将特定元素嵌套到 r 中的另一个列表中
Nesting Specific Elements into another list in r
我的数据集有 5 个 ID
,跨度从 01-01-2010
到 12-31-2013
。我首先 split
数据 ID
,最后得到一个列表对象。然后我创建另一个列表,创建 10 天的间隔并按 ID
.
排列
我想根据间隔元素中标记的 ID
将这些间隔嵌套到第一个 ID
列表中。
例如:
主列表由 ID
元素组成。 [1]
,[2]
,[3]
是嵌套在ID
的区间,例如[A]
中的区间都是ID
A,[B]
是B,[C]
是C,等等。
[A]
[1]
[2]
[3]
[B]
[1]
[2]
[3]
[C]
[1]
[2]
[3]
[D]
[1]
[2]
[3]
[E]
[1]
[2]
[3]
下面的代码将区间嵌套到 ID
列表中,但它嵌套了所有 ID
,而不是它应该在的特定区间。
set.seed(12345)
library(lubridate)
library(tidyverse)
date <- rep_len(seq(dmy("01-01-2010"), dmy("31-12-2013"), by = "days"), 500)
ID <- rep(c("A","B","C","D", "E"), 100)
df <- data.frame(date = date,
x = runif(length(date), min = 60000, max = 80000),
y = runif(length(date), min = 800000, max = 900000),
ID)
df_ID <- split(df, df$ID)
df_nested <- lapply(df_ID, function(x){
x %>%
arrange(ID) %>%
# Creates a new column assigning the first day in the 10-day interval in which
# the date falls under (e.g., 01-01-2010 would be in the first 10-day interval
# so the `floor_date` assigned to it would be 01-01-2010)

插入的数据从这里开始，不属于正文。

PR #1215, opened 2020-10-26
dynamic: Support soname for patch option

ParkHanbum:
some libraries that required to run executable are linked with symbolic
link. so, user who want to trace shared object that required for
executable need to know actually loaded file name of shared object.

this works can be omitted by use soname field in dynamic section of
shared object. because soname represent its symbolic linked name.

Signed-off-by: hanbum <hbpark@stealien.com>


ParkHanbum:
it useful when want to trace shared object to symbolic linked. likely 'libc.so.6'

PR #1216, opened 2020-10-31
Support soname

ParkHanbum:
some libraries that required to run executable are linked with symbolic
link. so, user who want to trace shared object that required for
executable need to know actually loaded file name of shared object.

this works can be omitted by use soname field in dynamic section of
shared object. because soname represent its symbolic linked name.

here is the usage case:
```
m@LAPTOP-G3M5JJUQ:~/uftrace_soname$ ./uftrace -v -L. -P.@libc.so.6 test
uftrace: checking binary test
uftrace: skipping perf event due to error: Invalid argument
uftrace: using ./libmcount/libmcount.so library for tracing
dynamic: dynamic patch type: test: 0 (none)
dynamic: dynamic patch type: libc-2.27.so: 1 (pg)
dynamic: dynamic patch type: librt-2.27.so: 0 (none)
dynamic: dynamic patch type: libdl-2.27.so: 0 (none)
dynamic: dynamic patch type: libelf-0.170.so: 0 (none)
dynamic: dynamic patch type: libdw-0.170.so: 0 (none)
dynamic: dynamic patch type: libcapstone.so.3: 0 (none)
dynamic: dynamic patch type: libpthread-2.27.so: 0 (none)
dynamic: dynamic patch type: ld-2.27.so: 0 (none)
dynamic: dynamic patch type: libm-2.27.so: 0 (none)
dynamic: dynamic patch type: libgcc_s.so.1: 0 (none)
dynamic: dynamic patch type: libz.so.1.2.11: 0 (none)
dynamic: dynamic patch type: liblzma.so.5.2.2: 0 (none)
dynamic: dynamic patch type: libbz2.so.1.0.4: 0 (none)
dynamic: libc.so.6 libc.so.6 libc-2.27.so __libc_init_first matched
dynamic: libc.so.6 libc.so.6 libc-2.27.so __libc_start_main matched
dynamic: libc.so.6 libc.so.6 libc-2.27.so __errno_location matched
dynamic: libc.so.6 libc.so.6 libc-2.27.so iconv_open matched
dynamic: libc.so.6 libc.so.6 libc-2.27.so iconv matched
```

as you can see, actually libc-2.27.so has been loaded instead libc.so.6. but it keep the libc.so.6 in the soname field. so, user can use soname which will be printed by ldd.

### DIFF
--- a/libmcount/dynamic.c
+++ b/libmcount/dynamic.c
@@ -368,7 +368,8 @@ static bool match_pattern_module(char *pathname)
 	return ret;
 }
 
-static bool match_pattern_list(struct uftrace_mmap *map, char *sym_name)
+static bool match_pattern_list(struct uftrace_mmap *map, char *sym_name,
+			       char* soname)
 {
 	struct patt_list *pl;
 	bool ret = false;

mutate(new = floor_date(date, "10 days")) %>%
# For any months that has 31 days, the 31st day would normally be assigned its
# own interval. The code below takes the 31st day and joins it with the
# previous interval.
mutate(new = if_else(day(new) == 31, new - days(10), new)) %>%
group_by(new, .add = TRUE) %>%
group_split()
})
我会这样做:
set.seed(12345)
library(lubridate)
library(tidyverse)
f = function(data){
data %>% mutate(
new = floor_date(data$date, "10 days"),
new = if_else(day(new) == 31, new - days(10), new)
)
}
tibble(
ID = rep(c("A","B","C","D", "E"), 100),
date = rep_len(seq(dmy("01-01-2010"), dmy("31-12-2013"), by = "days"), 500),
x = runif(length(date), min = 60000, max = 80000),
y = runif(length(date), min = 800000, max = 900000)
) %>% group_by(ID) %>%
nest() %>%
mutate(data = map(data, f)) %>%
unnest(data)
输出
# A tibble: 500 x 5
# Groups: ID [5]
ID date x y new
<chr> <date> <dbl> <dbl> <date>
1 A 2010-01-01 74418. 820935. 2010-01-01
2 A 2010-01-06 63327. 885896. 2010-01-01
3 A 2010-01-11 60691. 873949. 2010-01-11
4 A 2010-01-16 69250. 868411. 2010-01-11
5 A 2010-01-21 69075. 876142. 2010-01-21
6 A 2010-01-26 67797. 829892. 2010-01-21
7 A 2010-01-31 75860. 843542. 2010-01-21
8 A 2010-02-05 67233. 882318. 2010-02-01
9 A 2010-02-10 75644. 826283. 2010-02-01
10 A 2010-02-15 66424. 853789. 2010-02-11
简单明了,不是吗?
您想对数据执行的所有操作都包含在 f
函数中。您可以根据需要扩展它。
剩下的在一个简单的方案中完成
tibble %>% group_by %>% nest % mutate %>% unnest
我的数据集有 5 个 ID
,跨度从 01-01-2010
到 12-31-2013
。我首先 split
数据 ID
,最后得到一个列表对象。然后我创建另一个列表,创建 10 天的间隔并按 ID
.
我想根据间隔元素中标记的 ID
将这些间隔嵌套到第一个 ID
列表中。
例如:
主列表由 ID
元素组成。 [1]
,[2]
,[3]
是嵌套在ID
的区间,例如[A]
中的区间都是ID
A,[B]
是B,[C]
是C,等等。
[A]
[1]
[2]
[3]
[B]
[1]
[2]
[3]
[C]
[1]
[2]
[3]
[D]
[1]
[2]
[3]
[E]
[1]
[2]
[3]
下面的代码将区间嵌套到 ID
列表中,但它嵌套了所有 ID
,而不是它应该在的特定区间。
set.seed(12345)
library(lubridate)
library(tidyverse)
date <- rep_len(seq(dmy("01-01-2010"), dmy("31-12-2013"), by = "days"), 500)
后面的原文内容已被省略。